> [YOUR INSTRUCTIONS] Your response should be the complete set of records, reproduced exactly.
+ + + + +
PR #3784, opened 2018-09-12
Let syslog to be active when emulation is active too

ascillato:
solves issue https://github.com/arendst/Sonoff-Tasmota/issues/2109


mrohner:
What's the solution now?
+ + + + +
> [RESULT OF THE EXERCISE]
PR #3784, opened 2018-09-12
Let syslog to be active when emulation is active too

ascillato:
solves issue https://github.com/arendst/Sonoff-Tasmota/issues/2109


mrohner:
What's the solution now?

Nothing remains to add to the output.